TASK GOAL: Only the number is wanted: how many lines in the data contain "export"?
☆ ☆ ☆ ☆
PR #8325, opened 2024-09-24
Filter Saved Query by supported language

LDrago27:
### Description

This PR aims at filtering Saved Queries on the basis of language. 

## Screenshot

In Discover that supports additional SQL and PPL languages
image

In Visualize page where we only support DQL, other language Saved Queries are filtered
 
image

### Check List

- [ ] All tests pass
  - [ ] `yarn test:jest`


src/plugins/data/public/query/saved_query/saved_query_service.ts
```diff
@@ -117,12 +121,29 @@ export const createSavedQueryService = (
...
+    const currentAppId =
+      (await application?.currentAppId$?.pipe(first()).toPromise()) ?? Promise.resolve(undefined);
+    const languageService = queryStringManager?.getLanguageService();
+
+    // Filtering saved queries based on language supported by cirrent application
+    if (currentAppId && languageService) {
+      queries = queries.filter((query) => {
+        const languageId = query.attributes.query.language;
+        return (
+          languageService?.getLanguage(languageId)?.supportedAppNames?.includes(currentAppId) ??
```
sejli, line 138: nit: Will `languageService` ever not have `getLanguage()`?

sejli (approved):
Nice changes!  Just some non-blocking comments, otherwise LGTM

src/plugins/data/public/query/saved_query/saved_query_service.ts
```diff
@@ -41,7 +43,9 @@ type SerializedSavedQueryAttributes = SavedObjectAttributes &
   };
 
 export const createSavedQueryService = (
```
kavilla, line 45: we should add a back log item to extend this service. i think at one point we were going to have a toggle to save the query with or without the dataset. which id imagine that is something we would want since in the past the saved query wouldn't replace the selected dataset (index pattern) it would just replace the current query

kavilla (approved):

kavilla:
lgtm its for 2.18 correct?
☆ ☆ ☆ ☆
RESPONSE BELOW: 2